The Seventh Circuit has held that legal conclusions that will determine the outcome of a case are inadmissible expert testimony. See Good Shepherd Manor Found., Inc. v. City of Chicago, 323 F.3d 557, 564 (7th Cir. 2003). In addition, several judges in this district, including this Court, have held that expert testimony is not helpful to a trier of fact when the expert simply opines that an individual acted dishonestly or fraudulently, issues traditionally resolved by a trier of fact. See Ass'n Benefit Svcs. v. AdvancePCS Holding Corp., No. 04 C 3271, 2005 WL 2335484, *4 (N.D. Ill. Sept. 23, 2005) (holding that expert could not testify about ultimate issue of defendant's fraudulent intent); Klackzak v. Consolidated Med. Transp., Inc.,No. 96 C 6502, 2005 WL 1564981, *8, 10 (N.D. Ill. May 26, 2005) (holding that expert could not testify that defendants committed fraud within the meaning of the Anti-Kickback statute); Dahlin v. Evangelical Child & Family Agency, No. 01 C 1182, 2002 WL 31834881, *3 (N.D. Ill. Dec. 18, 2002) (excluding expert testimony that the defendant's employees acted dishonestly).

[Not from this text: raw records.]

PR #398, opened 2023-05-04
fix(tests): run-test-bash and run-functest do not delete all postgres dbs but only literature-test

valearna:


azurebrd (approved):
I don't really understand it, but cool

sweng66 (approved):
@valearna "docker-compose --env-file .env.test run --rm dev_app sh tests/init_test_db.sh"
what does "--rm" mean? delete the container after restarted database?

valearna:
@sweng66 exactly, it means remove the container when it's done. I'm using it only to recreate the test db, so that if you have other dbs in the same postgres docker container they are not deleted

sweng66:
@valearna I see! That is great.

PR #399, opened 2023-05-06
fixed to handle special characters from PubMed and MODs

sweng66:


azurebrd (approved):
Great, thanks @sweng66 !

sweng66:
Thanks @azurebrd

PR #403, opened 2023-05-09
Scrum 2869 - fix bugs with file upload and deletion

valearna:
- removing temp files when final file is uploaded
- file deletion now removes mod links first and removes file from db and s3 only when there are no more mods associated


azurebrd (commented):
Thanks @valearna and @sweng66 .  The code makes sense, but I'm sure I'm not following all the subtleties you're talking about on Slack, so I'll defer to Shuai.

valearna:
I tested all cases with the debugger. This is ready for a final review @sweng66

sweng66 (approved):
Looks great! Thanks for taking care of this tricky problem !! @valearna

PR #404, opened 2023-05-09
Scrum 2760 fix special char

FB-ping:


sweng66 (commented):
@FB-ping overall the code looks good! Thanks. But I have two things to point out.

1. mesh_detail_results = db_session.execute(
            " select  qualifier_term, heading_term,  mesh_detail_id from mesh_detail m  where   qualifier_term is not null")

** Looks like you only retrieve mesh data for those rows with qualifier_term so you will miss all the mesh terms without a qualifier. Am I missing anything?

2. if heading_term:
                heading_term_unescaped = html.unescape(heading_term)

** You don't need to check if there is heading_term since it should be always there.

sweng66:
" select qualifier_term, heading_term, mesh_detail_id from mesh_detail m where qualifier_term is not null"

** also you don't need "m" here.

sweng66:
Also I did not see any code to fix the data in Resource table. Is there no special characters in Resource table?

sweng66:
Thanks @FB-ping for fixing the code.

" select  qualifier_term, heading_term, mesh_detail_id from mesh_detail where qualifier_term is not null or heading_term is not null")

You can change this SQL query to 

"select  qualifier_term, heading_term, mesh_detail_id from mesh_detail"

This will return all rows in the mesh_detail table. Every row should have heading_term, some rows also have qualifier_term

unless I missed something

sweng66:
We can chat on zoom if needed @FB-ping

sweng66 (approved):
Looks good! Thanks for fixing the code @FB-ping

azurebrd:
Resources come from an NLM file and the mods, instead of pubmed XML, so I guess those sources just don't have troublesome characters now.

sweng66:
Good to know! @azurebrd

PR #405, opened 2023-05-11
adding formatting sections back to abstracts

sweng66:


azurebrd (commented):
@sweng66 Sometimes there was html markup in the xml, so I couldn't use XML parsers and had to use custom regex, but if you think it works well, then cool.  I don't recall any examples that didn't work, I guess it's already extracting from within <Abstract>(.+?)</Abstract> so it should be fine ?

sweng66:
Thanks for checking the code out!! @azurebrd
 
yes, using XML parser is easier to extract attributes, but extracting the text directly will lose html tags, even losing everything after first tag

so I have to use both XML parser and custom regex to extract the "Label" attribute name and to preserve the html tags.

See the code:

https://github.com/alliance-genome/agr_literature_service/blob/SCRUM-2844/agr_literature_service/lit_processing/data_ingest/pubmed_ingest/xml_to_json.py#L548
 
Also see the abstracts in the following two examples papers from literature_4006, there is one or more <i>*</i> in abstracts:

https://dev4006-literature-rest.alliancegenome.org/reference/AGRKB:101000000389559

https://dev4006-literature-rest.alliancegenome.org/reference/AGRKB:101000000513561

https://dev3006.alliancegenome.org/Biblio/?action=display&referenceCurie=AGRKB:101000000389559

https://dev3006.alliancegenome.org/Biblio/?action=display&referenceCurie=AGRKB:101000000513561

azurebrd (approved):
Cool cool, if you think this is good, then that's great !  Thanks @sweng66

sweng66:
Thanks @azurebrd

PR #407, opened 2023-05-12
Scrum 2857 - fixing minor bugs in referencefile upload api

valearna:
code was breaking when PMC data was already in the system. Excluding PMC from check doesn't change the logic and simplifies things


sweng66 (approved):
Looks good! Thanks @valearna

valearna:
thanks @sweng66

PR #409, opened 2023-05-15
fixed the author/reference triggers so they will be firsed only certa…

sweng66:
…in columns got changed

### DIFF
--- a/agr_literature_service/api/triggers/reference_sql_func_triggers.py
+++ b/agr_literature_service/api/triggers/reference_sql_func_triggers.py
@@ -11,15 +11,42 @@ BEGIN
   END;
 $$;
 """
-reference_update_trigger = """
-DROP TRIGGER IF EXISTS reference_citation_trigger on public.reference;
-CREATE TRIGGER reference_citation_trigger
-AFTER UPDATE OR INSERT ON reference
-        FOR EACH ROW
-        EXECUTE FUNCTION public.reference_update_citation();
+
+# reference_update_trigger = """
+# DROP TRIGGER IF EXISTS reference_citation_trigger on public.reference;
+# CREATE TRIGGER reference_citation_trigger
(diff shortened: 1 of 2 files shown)


valearna (approved):
This is a reasonable solution, at least for now

agr_literature_service/api/triggers/reference_sql_func_triggers.py
```diff
@@ -11,15 +11,42 @@
   END;
 $$;
 """
-reference_update_trigger = """
-DROP TRIGGER IF EXISTS reference_citation_trigger on public.reference;
-CREATE TRIGGER reference_citation_trigger
-AFTER UPDATE OR INSERT ON reference
-        FOR EACH ROW
-        EXECUTE FUNCTION public.reference_update_citation();
```
sweng66, line 19: Thanks both for looking over the trigger code! @valearna @azurebrd

Good question! @azurebrd 
Since current version only handle these two cases (see attached) so I was assuming so.

azurebrd: cool, thanks @sweng66 !

sweng66:
Thanks for looking over the code. @valearna @azurebrd

Good question about deleting a reference @azurebrd! Since original version (current version) only handles UPDATE/INSERT. Seems like we also need to add some thing to the function to handle this situation. Delete the citation if a paper got removed?

Anyway, will leave this to next version! Thanks and good catch! @azurebrd

sweng66:
We can add a reference delete trigger now, but we also need to add code to the function to handle this special case. Well, we don't want to touch the function in this sprint so will leave this reference delete case to later.

azurebrd:
Yeah, if it wasn't there before, it sounds good to leave it.  Thanks @sweng66 !

PR #410, opened 2023-05-17
Scrum 2665

valearna:
- new DB model
- modified API
- modified tests


valearna:
Needs to generate alembic revision. Waiting for #411 to get merged to get the latest alembic file

azurebrd (approved):
Thanks @valearna !  I imagine this is mostly what you showed us yesterday, plus the alembic file, so I haven't looked through it again too carefully.

valearna:
Thanks @azurebrd. Yes, I've added a couple of crud functions that were missing yesterday, but the overall structure hasn't changed

sweng66:
https://github.com/alliance-genome/agr_literature_service/blob/SCRUM-2665/agr_literature_service/api/crud/topic_entity_tag_crud.py#L36

This is not a big deal, but if we use "filter_by", we can save some typing, I meant we can get rid of all these "TopicEntityTagModel"

sweng66:
ignore my comment since majority of codebase use "filter" instead of "filter_by"..

sweng66:
https://github.com/alliance-genome/agr_literature_service/blob/SCRUM-2665/agr_literature_service/api/crud/topic_entity_tag_utils.py#L26

db.query(TopicEntityTagSourceModel).filter(
        TopicEntityTagSourceModel.topic_entity_tag_id == topic_entity_tag_source_id).one_or_none()

Assume TopicEntityTagSourceModel.topic_entity_tag_id is the primary key for "topic_entity_tag",  is the "topic_entity_tag_source_id" the primary key for the source table (topic_entity_tag_source)?

sweng66:
@valearna Overall the code looks great! Thanks.

sweng66 (dismissed):

valearna:
I always prefer `filter` instead of `filter_by` because mypy and flake8 can check the column names

valearna:
They do with `filter`, but in `filter_by` you can put any name and it's not directly linked to the model so they won't know

valearna:
It's totally fine to use `filter_by`, it's only a matter of personal preference

sweng66 (approved):
Looks great! Thanks @valearna

PR #411, opened 2023-05-17
adding new column 'first_initial' to author table and backfilling the data in this new column

sweng66:
* adding new column to API
* fixing several lit processing util functions to handle this new column (taking care of "in" and "out" data)
* adding new column to unit tests
* adding oneoff script to back loading the data (from PubMed) into the new column
* adding a script to load the 'first_initial' for authors if the 'first_initial' is not available in the database but the data is available in PubMed (can run it periodically)


agr_literature_service/lit_processing/utils/db_read_utils.py
```diff
@@ -200,7 +211,7 @@ def get_mesh_term_data(db_session, mod, reference_id_list, query_cutoff):
         for index in range(50):
             offset = index * mesh_limit
             rs = db_session.execute(
-                "select md.reference_id, md.heading_term, md.qualifier_term from mesh_detail md, mod_corpus_association mca, mod m where md.reference_id = mca.reference_id and mca.mod_id = m.mod_id and m.abbreviation = '" + mod + "' order by md.mesh_detail_id limit " + str(
+                "select md.referenfce_id, md.heading_term, md.qualifier_term from mesh_detail md, mod_corpus_association mca, mod m where md.reference_id = mca.reference_id and mca.mod_id = m.mod_id and m.abbreviation = '" + mod + "' order by md.mesh_detail_id limit " + str(
```
valearna, line 214: This looks like a typo

valearna (changes requested):
The PR looks good, thanks @sweng66! I haven't checked the oneoff script in detail but all the changes to the other files look great. There's a typo that need to be fixed

sweng66:
@valearna Thanks for checking out the code! Just fixed the typo (good catch!).

azurebrd (approved):
Looks good to me, @sweng66 .  The key for mapping to first initial could be just the reference_id + order, but you're using the name too just as an added safety ?  Does the PubMed update script need to run first in case PubMed updated the authors between the last run, and this script downloading new xml to get the initials ?  This would be easier than getting the xml from s3, right ?  I think the PR as-is is fine, like, the amount of authors that would be different since the last PubMed update is probably zero or small.  Downloading from s3 would probably be more hassle.

sweng66:
@azurebrd Yes, in theory, we can just use reference_id plus author order as a key, but just want to make sure we have everything match up (both name and order match up between database and PubMed so we get first_initial right). 

Oh, good question. I never thought of getting xml from s3 before. Always getting fresh xml from pubmed. It should be faster downloading the xml from s3. 

I did run pubmed update against database first (for updating the abstracts) and loaded the first_initial right after. Hopefully, everything should match up.

Thanks for looking over the code!!

sweng66:
@azurebrd Do you know how to resolve the "1 change requested" issue? I have fixed the typo.

azurebrd:
Hrm, no, usually when changing the code fixes it, there's an option to "Mark as Resolved"  I don't know why we don't see it in the PR

Getting the XML from PubMed makes sense, we're so used to doing it that way, it has less chance of messing something else up :)

valearna (approved):

PR #412, opened 2023-05-18
fix(topic_entity_tag): fixed errors - use one_or_none instead of scal…

valearna:
…ar (damn chatGPT)


azurebrd (approved):
Thanks @valearna !

PR #414, opened 2023-05-19
SCRUM-2640 Date Ordering

pjhale:
Order by field passed into API.  Still only returns 25 results.  Moved limit to outside subquery... affects performance but is necessary for the ordering clause.

Needs UI PR SCRUM-2640


valearna (approved):
thanks @pjhale

PR #416, opened 2023-05-19
Scrum s673 add citation search dropdown

FB-ping:


azurebrd (commented):
Makes sense, but I don't really know how search works, so I'll defer to Paul and Valerio.

valearna (approved):
Looks good. Thanks @FB-ping

Issue #622, opened 2022-09-20
Cockroach DB: Sharding for Sequential Indexes


gnat:
Code and tests for this are ready to go, but waiting on https://github.com/piccolo-orm/piccolo/issues/607

https://www.cockroachlabs.com/docs/stable/hash-sharded-indexes.html

PR #639, opened 2022-10-11
CockroachDB: Hash Sharded Indexes. (#622)

gnat:
Issue: https://github.com/piccolo-orm/piccolo/issues/622

Implements "Sharding for Sequential Indexes" as noted in: https://github.com/piccolo-orm/piccolo/issues/607

Major performance feature for "sequential data" for clusters (timestamps, etc).
* Article: https://www.cockroachlabs.com/blog/hash-sharded-indexes-unlock-linear-scaling-for-sequential-workloads/
* Video: https://www.youtube.com/watch?v=JlT_Co_wYFo
* Reference manual: https://www.cockroachlabs.com/docs/stable/hash-sharded-indexes.html

### DIFF
--- a/piccolo/columns/base.py
+++ b/piccolo/columns/base.py
@@ -154,6 +154,7 @@ class ColumnMeta:
     help_text: t.Optional[str] = None
     choices: t.Optional[t.Type[Enum]] = None
     secret: bool = False
+    sharded: bool = False
 
     # Used for representing the table in migrations and the playground.
     params: t.Dict[str, t.Any] = field(default_factory=dict)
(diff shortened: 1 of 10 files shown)


gnat:
@dantownsend This is the last major addition to complete the Cockroach integration. I separated it out of the main PR to reduce complexity.

It's optional, but very highly recommended.

I wanted to get feedback on the approach here, if there was a more elegant way to do this.

I have to step away for today, but I will get all the linters and such passing shortly.

piccolo/columns/base.py
```diff
@@ -437,6 +438,12 @@ class Band(Table):
             >>> await Band.select(exclude_secrets=True)
             [{'name': 'Pythonistas'}]
 
+    :param sharded:
+        If ``True`` and primary_key or index is also set ``True``, this index
+        will automatically use sharding across a cluster. Highly recommended
+        for sequence columns, such as: Serial, Timestamp.
+        Also known as Hash Sharded Index.
```
dantownsend, line 445: I would add something here saying 'CockroachDB only'.

If we're likely to have several database specific options, maybe we should namespace them. For example, `cockroach_kwargs`, or something.

dantownsend:
> I have to step away for today, but I will get all the linters and such passing shortly.

@gnat Cool, no worries!

PR #649, opened 2022-10-21
Fix create_pydantic_model for nullable JSON and JSONB

eneacosta:
Even if the value of a `JSON` or `JSONB` column is Optional, the [pydantic.validator for json values will be added to the column](https://github.com/piccolo-orm/piccolo/blob/master/piccolo/utils/pydantic.py#L226), and this will raise an exception if a None value is retrieved, an exception like this:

Much of Apotex's expert testimony -- which reads more like a legal brief than an expert report -- consists of plainly inadmissible legal conclusions concerning Merck's alleged fraud and would be completely unhelpful to the fact finder. See Ex. E ¶36 ("It is my opinion based on the evidence that . . . Merck's conduct . . . [was] a fraud on the courts."); Ex. F ¶58 ("In my view, the fraud perpetrated on this court in Apotex I was more serious that the misconduct that occurred in that leading Supreme Court case"). The Court, not an expert, must determine whether Merck's statements rise to the level of fraud under Rule 60(b), and the fact finder, not an expert, must determine whether Apotex has offered evidence that Merck committed common law fraud. Because Apotex has not shown how these experts' testimony would assist us in doing so, the testimony is inadmissible under Rule 702.
5. State Law Claims
Apotex has also asserted state law claims for common law fraud and tortious interference with prospective economic advantage. Apotex premises both claims, however, on the theory that "this Court invalidated Apotex's patents based on Merck's false assertions." See Apotex Mem. at 22. Because the Court has already concluded that Apotex has not offered evidence from which a reasonable fact finder could conclude that Merck made material misrepresentations in the previous litigation, Merck is entitled to summary judgment on these claims as well. See Rauenhorst v. United States, 104 F.R.D. 588, 603 (D. Minn. 1985) (dismissing plaintiff's common law fraud claims that were based on the same alleged misstatements that formed the basis of plaintiff's 60(b) motion).
For the reasons stated above, the Court grants defendant's motion for summary judgment [docket no. 71]. The Clerk is directed to enter judgment in favor of the defendant.